Comme le souligne le Conseil National de Protection de la Nature (CNPN) dans sa délibération N° 2025-25, il est regrettable que cet arrêté ne soit pas présenté conjointement avec le projet de décret fixant les règles applicables à la destruction des haies ni aux arrêtés fixant les barèmes de compensations (avis CNPN N° 2025-25 sur le projet de décret : “Le CNPN considère que d’un point de vue méthode, il aurait été pertinent au préalable de disposer du projet d’arrêté sur la typologie des haies afin de mesurer à quoi allait précisément s’appliquer le décret et que l’arrêté et le décret soient en adéquation”).
- Concernant la notion de compensation écologique à la suite de la destruction de haie, il convient de rappeler les derniers travaux scientifiques sur l’efficacité des mesures de compensation écologique. Même appliquée correctement, à savoir mise en œuvre avant la destruction de l’habitat et dans un dimensionnement cohérent avec l’impact diagnostiqué, cette compensation n’est efficace au mieux qu’à 30%, voir est négative (Thèse Montpellier : S.Belghali, 2025). La compensation écologique est donc à éviter à tout prix car on ne sait pas recréer les fonctionnalités des habitats détruits et donc compenser la perte induite de biodiversité. En d’autres termes, c’est de la "poudre de Perlimpinpin"… ;) Rappelons que dans le cas d’une haie arrachée, il faut une dizaine d’année pour que la haie replantée retrouve, peut-être, des fonctionnalités écologiques équivalentes… Le ratio de compensation doit donc tenir compte des résultats scientifiques pour pallier ce manque d’efficacité et ces incertitudes (un ratio minimum de 3.5 est souvent avancé par la communauté scientifique).

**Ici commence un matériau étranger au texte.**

PR #3036, opened 2020-09-23
Add additional namespace ocurrances to transformer specs

### LINKED ISSUE #3035: PodTemplateSpec Namespace not converted within Deployment
```console
$ ./kustomize version
{Version:kustomize/v3.8.4 GitCommit:8285af8cf11c0b202be533e02b88e114ad61c1a9 BuildDate:2020-09-19T15:39:21Z GoOs:linux GoArch:amd64}
```

```yaml
# ./deployment.yaml
apiVersion: apps/v1
kind: Deployment
metadata:
  name: spire-server
  namespace: spire
spec:
  replicas: 1
  selector:
    matchLabels:
      app: spire-server
  template:
    metadata:
      namespace: spire
      labels:
        app: spire-server
    spec:
      containers:
        - name: spire-server
          image: gcr.io/spiffe-io/spire-server:0.11.0
```

```yaml
# ./kustomization.yaml
resources:
- ./deployment.yaml
namespace: test
```
---

## Wrong result:
```yaml
...
  template:
    metadata:
      namespace: spire  # wrong, should be 'test'
...
```

I can't reason about the impact at this moment, but it's undeniably wrong.

blaggacao:
Please review if this is the _correct_ fix as opposed to _quick fix_. See: https://github.com/kubernetes-sigs/kustomize/issues/3035#issuecomment-698020445

closes #3035 

EDIT: I'd think a recursing implementation around

 https://github.com/kubernetes-sigs/kustomize/blob/master/api/filters/namespace/namespace.go#L77

 would be a betted approach. Please reject this PR, if reviewer agrees. Test casss should be reusable

### DIFF
--- a/api/krusty/namespaces_test.go
+++ b/api/krusty/namespaces_test.go
@@ -197,6 +197,29 @@ subjects:
   name: default
   namespace: irrelevant
 ---
+kind: Deployment
+metadata:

Par ailleurs, la destruction d’habitats d’espèces protégés est pénalement répréhensible et l’instruction automatisé d’un dossier pourrait, si elle autorise l’arrachage, conduire l’exploitant à des poursuites judiciaires et des condamnations, ce qui serait contre-productif car alourdirait la procédure administrative…
Les haies font parties des éléments structurant le paysage qui ont la plus d’importances pour la biodiversité. La quasi intégralité des espèces des milieux agropastoraux sont dépendants de ces structures linéaires et notamment les oiseaux. Ils subissent un déclin considérable à l’échelle européenne et nationale, estimé à 60% en 40ans à l’échelle européenne (Rigal et al., 2023), dû à l’intensification des pratiques agricoles dont l’arrachage des haies est une composante principale.

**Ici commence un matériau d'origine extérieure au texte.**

Issue #2677, opened 2020-07-01
Clear up release process for cmd/config module


monopole:
Document how to release cmd/config module and not break other stuff

module [sigs.k8s.io/kustomize/cmd/config](https://github.com/kubernetes-sigs/kustomize/blob/master/cmd/config/go.mod)
has problems in it its depenencies
 - kyaml via a go.mod replacement directive <-- unclear; comment in go.mod file 
   [`releasing/releasemodule.sh`](https://github.com/kubernetes-sigs/kustomize/pull/2623/files#diff-5f8ba247dfdbf436c56e8a223e9ea1c9) didn't do anything special for cmd/config
 - k8s.io/apimachinery <-- this dependency means kyaml cannot be combined with cmd/config
 - k8s.io/kubectl <-- another problem

module [sigs.k8s.io/cli-utils](https://github.com/kubernetes-sigs/cli-utils/blob/master/go.mod)
depends on
- sigs.k8s.io/kustomize/kyaml v0.1.4
- sigs.k8s.io/yaml v1.2.0

module [sigs.k8s.io/kustomize/api](https://github.com/kubernetes-sigs/kustomize/blob/master/api/go.mod)
depends on
 - sigs.k8s.io/kustomize/kyaml v0.3.2
 - sigs.k8s.io/yaml v1.2.0

module [sigs.k8s.io/kustomize/kustomize/v3](https://github.com/kubernetes-sigs/kustomize/blob/master/kustomize/go.mod)
depends on
- sigs.k8s.io/kustomize/cmd/config v0.2.0
- sigs.k8s.io/kustomize/api v0.4.1
- sigs.k8s.io/yaml v1.2.0

### related prs

 [Refactor kustomize config command structure](#2567)

monopole:
@phanimarupaka any opinion?  you're changing cmd/config, so will hit this first

monopole:
See https://github.com/kubernetes-sigs/kustomize/tree/master/releasing

PR #3037, opened 2020-09-24
Remove dependency from cmd/config on cli-utils

mortent:
This removes the dependency from cmd/config on cli-utils. It is not used at the moment. I can update the PR to delete the file instead of commenting it out if that is preferable.

If we decide to put this back in, we should have the kustomize/kustomize module depend on cli-utils and not cmd/config. The current setup makes it hard for projects that depends on both modules to pull in changes from cli-utils.


monopole:
Let's not check in commented code like this.  Prefer to formulate a plan for clis to import live and cfg, then refactor things appropriately (presumably deleting this).

FWIW, I closed https://github.com/kubernetes-sigs/kustomize/issues/2677 because we defined a sequence that works:
https://github.com/kubernetes-sigs/kustomize/tree/master/releasing#release-sequence.  
Is that order the thing that's hard?  It's annoying, but we're still on the hook to release 5 modules in a full kustomize release, unless we merge some of them.

monopole:
Meh, let's delete and not block on a plan right now.  Still some questions to answer.

mortent:
@monopole Updated the PR to remove the file instead of commenting it out.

- Légalement, faciliter l’arrachage des haies (y compris en ripisylve) va à l’encontre :
1) de la mise en œuvre d’au moins 9 plans nationaux d’actions prévus à l’article L. 411-3 du code de l’environnement (PNA Chauves-Souris, PNA Loutre, PNA Pie-grièche, PNA Milan Royal, PNA Lézard ocellé, PNA Vipères de France hexagonale, PNA Papillons diurnes, PNA Libellules, PNA Insectes pollinisateurs), les plus importants outils stratégiques opérationnels pilotés par l’Etat visant la conservation d’espèces gravement menacés de disparition 2) de la réglementation relative à la protection des espèces de faune et de flore menacées, prise en application des articles L. 411-1 et L. 411-2 du code de l’environnement qui vise leur maintien en bon état de conservation
3) est contraire aux objectifs de la "Loi pour la reconquête de la biodiversité, de la nature et des paysages".
Ce type d’arrêté contribue à l’effondrement du vivant et donc, pour toutes ces raisons, j’émets un avis défavorable à cet arrêté.